Мать посмотрела на божницу, сызнова перекрестилась.
— Не приведи господь, царица небесная… С кем ребята останутся?
Отец покачал головой и перестал расспрашивать.
А Шурка впервые по — настоящему испугался за Яшку. Что же с ними будет, с Петухом и его сестренкой, если ихняя мамка вдруг помрет? Да нет, не может этого быть. Нельзя Яшкиной мамке умирать, потому что не с кем оставаться жить Петуху и его маленькой сестренке…
К вечеру стали заходить мужики, без всяких выдумок, просто так, посидеть, повидаться с отцом. Они не радовались и не печалились, ничему не удивлялись, здоровались с батей за руку и сразу отводили глаза прочь, лезли в карманы за самосадом. Мужики ни о чем не расспрашивали отца, больше молчали или переговаривались односложно между собой о постороннем, всяком разном, — видать, о том, что приходило им в голову. Но это постороннее, разное, сказанное скупо, как приметил Шурка, словно бы говорилось с каким‑то расчетом, предназначалось для отца, будто для того, чтобы он знал, как плохо живется народу в деревне и в городе, и уж сам догадывался, что тут надо делать.
Но отец не догадывался, расспрашивал совсем о другом.
— Какое ноне поле озимыми засеяли? К Волге? Значит, будем с хлебцем, волжское поле завсегда хорошо родит… А осень с дожжичками была? Ну, все‑таки перепадали? Интересно, почем скот на базаре, — скажем, телки в какой цене… Это что же, понаехали вчерась, неужто правда, последнюю скотину отбирают?!.. Та — ак, понятно. Карасовские, поди, горюшка не знают, глинопяты… Но? Что же, горшки‑то у баб в печках по сто лет живут?

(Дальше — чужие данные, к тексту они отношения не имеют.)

PR #6602, opened 2020-04-22
Remove Scald from Raikou in randbats

tmagicturtle:


DaWoblefet:
This was part of the datamine from Pokemon Home, same with things like Aura Sphere Latios. I'm guessing @TheImmortal still wants it there?

tmagicturtle:
Oh, was it? That's my bad then. I saw it in a randbats match and did /learn raikou, scald but I guess if it's unreleased then it would still appear as unlearnable. I'll close this, then.

Zarel:
Honestly I still don't like using the datamine data, but I guess TI does what he wants :/

PR #6603, opened 2020-04-23
Typescript Thing of the Day

mia-pi-git:


Zarel:
Neat, thanks!

mia-pi-git:
That was... easier than i expected, lmao.

Zarel:
Yeah, it was already .js-TypeScript so none of the conversions here were very dangerous.

server/chat-plugins/thing-of-the-day.ts
```diff
@@ -79,25 +73,24 @@ class OtdHandler {
 
 		this.lastPrenom = 0;
 
-		/** @type {AnyObject[]} */
 		this.winners = [];
 
-		this.file.read().then(content => {
+		this.file.read().then((content: string) => {
```
Zarel, line 78: Actually this is weird and is symptomatic of something worth worrying about.

server/chat-plugins/thing-of-the-day.ts
```diff
@@ -682,7 +688,7 @@ exports.pages = {};
 /** @type {ChatCommands} */
```
Zarel, line 688: Also wait, you forgot this.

Он стеснялся своего увечья, старался не вылезать из‑за стола, пока были чужие в избе. Но мужики не обращали внимания на его безножье и знай себе дымили напропалую. Отец не угостил их солдатской махоркой, ни разу, как бросилось в глаза Шурке, даже жестянки с табаком не вынул и охотно пробовал самосад из чужих услужливых кисетов.
Изба наполнилась дымом, защипало глаза, и Никита Аладьин, раскашлявшись, перебрался на кухню, на порог, и приоткрыл в сени дверь. Дыма не убывало, мужики от окурков раскуривали новые толстые цигарки. Разговоры прекратились, однако никто долго не уходил. Все сидели в дыму, как в риге, в молочно — синих ранних сумерках, настороженно, будто чего‑то ожидая.
Шурка понял: мужики только притворяются равнодушными, ни о чем не расспрашивают отца, а сами затем и пришли, чтобы услышать от него новенькое, приятное. Увечье отца заставляет их уважительно помалкивать, не лезть с расспросами, говорить скупо, но расчетливо: должен же, наконец, человек сам понять, догадаться и разговориться, поведать новости, которых от него с нетерпением ждут.